I was pleasantly surprised at how good "The Listener" by Robert McCammon was. I've never read anything by him before, and I was expecting a decent horror story, but it was much more than that. It takes place in the 1930s, during the Depression. A con artist, known as Pearly, and a woman he hooked up with, Ginger, decide to kidnap a couple of kids and squeeze their wealthy businessman father for a hefty ransom. What they didn't count on was the daughter, Nilla, being a "listener": Nilla can hear and talk telepathically to others who share the same gift (or curse, depending on how you feel about it). Nilla talks to Curtis, a young, hardworking black man. When Nilla and her brother Jack are kidnapped by Pearly, Ginger, and her nephew Donnie, Nilla sends Curtis a distress signal. He receives it and promises to help her, but he's in the unenviable position of trying to first of all, get an audience with a powerful white man, and secondly convince him he's not a lunatic. Like I said, it was really, really good and suspenseful, the characters were very well written. Great read, I might have to check out more of his work


In the Library world, whenever a librarian gets a book published (spoiler alert: most of us are frustrated writers who never get published) the rest of us all squee and go "You have to read this book!
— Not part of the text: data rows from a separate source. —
PR #1322, opened 2023-09-01
fix: dts build / pkg exports & husky

joshuaellis:
### What does it do?

* Fixes the build pipeline for types
* Fixes the package.json export mapping
* Fixes huksy not being installed by default

### Why is it needed?

* in #1273 it turned out the way the ternary was written that we'd always build the types if we omitted the flag which would have introduced a breaking change if done without awareness.
* while working on the helper-plugin I realised that v2 types were not accessible, so I added a specific path for those exports, afterwards they still weren't being picked up I realised in the helper-plugin we need to use node16 module resolution – which showed the issue in the exports map, from what i've learnt doing strapi/strapi#17747 and through other libraries, its _alot_ easier not to have `type: "module"`.
* Husky wasn't working well with yarn 3, I re-followed the README docs of said library

### How to test it?

* Link the DS to helper-plugin
* change Notifications to `tsx`
* edit `tsconfig/client` to have `moduleResolution: "Node16"`
* You should have types for both the root import and the v2 import path


packages/primitives/package.json
```diff
@@ -2,10 +2,9 @@
   "name": "@strapi/ui-primitives",
   "version": "1.9.0",
   "license": "MIT",
-  "type": "module",
```
gu-stav, line 5: Why did you have to remove `type: module`? 🤔

joshuaellis: This is a bit interesting, so following work on `react-spring` around the package.json etc. There was surprisingly a twitter thread at the same time i was _lightly_ involved in with some interesting people – https://twitter.com/devongovett/status/1629161014812897282?s=20 anyway, an output of that was that at this point, using `type: module` would cause more headaches than it's worth when you're trying to support CJS & ESM at the same time, something imo we should be doing because the ecosystem is still very fractured.

You can read the redux maintainer's blog post on the subject [here](https://blog.isquaredsoftware.com/2023/08/esm-modernization-lessons/) which was equally as interesting.

the TLDR; is that adding `type: module` was more of a headache for a variety of bundlers which whilst this isn't a package 1million people use in 100000 environments I'd rather support all the things properly so we're not having issues if we make a jump to X or the project evolves etc. 👍🏼

gu-stav (approved):

PR #1332, opened 2023-09-06
chore: move to turbo repo

joshuaellis:
### What does it do?

* goes full turbo(repo)

### Why is it needed?

* IMHO Turbo's more intuitive to use and easier to set up 🤷🏼‍♀️ 

### How to test it?

* Give it a go and see how you feel


.github/workflows/bundle-size.yml
```diff
@@ -27,7 +27,7 @@ jobs:
       - run: yarn install
 
       - name: Build packages
-        run: yarn build
+        run: yarn build --filter=\!@strapi/design-system-docs
```
udimberto, line 30: Just a small suggestion to all these `.github/workflows/*.yml` files:

```suggestion
        run: yarn build:ci
```

No strong motivation.
Not a blocking issue at all.

I just think that:
By having this new script `build:ci` in `package.json`, we will have all the arguments (--filter, in this case) into this single script, which can be easier to maintain for further potential changes.

WDYT?

udimberto (approved):
### LGTM

.github/workflows/bundle-size.yml
joshuaellis: I think it's an interesting idea for sure, if we were doing more than one filter i'd probably say yeah we should do it, but on the other hand abstracting it means someone has to look one more place to change it and with no testing ability you can't ensure there's no knock on effect... tricky balancing act imo.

A LIBRARIAN wrote it!".
This is what happened with Annie Spence's book, "Dear Fahrenheit 451". The first half was love (or break up letters) to books she's read and liked or disliked, the second half was more suggestions for reading. It was a super quick read, and while it wasn't bad...I hate to criticize a fellow librarian. But for me, her tone was just too casual and familiar. It grated on me, her little cutesy phrases and way of talking. And then with the "Virgin Suicides" by Jeffrey Eugendies. It's, apparently, her favorite book of all time. Great. I've read it, it's a good book, I enjoyed it. But she literally mentions it 1,000,000 times. I imagine it's how I would be, if I were writing a book about books *I* liked. It would be "Sound and the Fury" every other page and everyone would be rolling their eyes. I probably wouldn't have bothered with it, if it hadn't been written by a librarian, but that being said it wasn't terrible. Just not my cup of tea.

Tuesday, April 3, 2018

I'll Be Gone in the Dark

So many books exist about certain unsolved crimes: the Zodiac, the Black Dahlia, Jack the Ripper. Michelle McNamara was obsessed with another criminal who isn't nearly as well known, although he committed more than 50 rapes and murdered twelve people in California during the 1970s and 80s. McNamara unfortunately passed away almost two years ago, leaving her book unfinished, but what she had put together was quite good. It's a shame she died, I would have enjoyed reading more of her writing. The case is still unsolved, and the killer, if he is still alive, would be an old man by now. It would still be nice to know who did it. He has a very unusual DNA type, but it seems unlikely that any new suspect would be found to test at this late date. Detectives, both professional and armchair, are still hunting for him, so we'll see. As far as true crimes books go, though, this one is definitely a winner.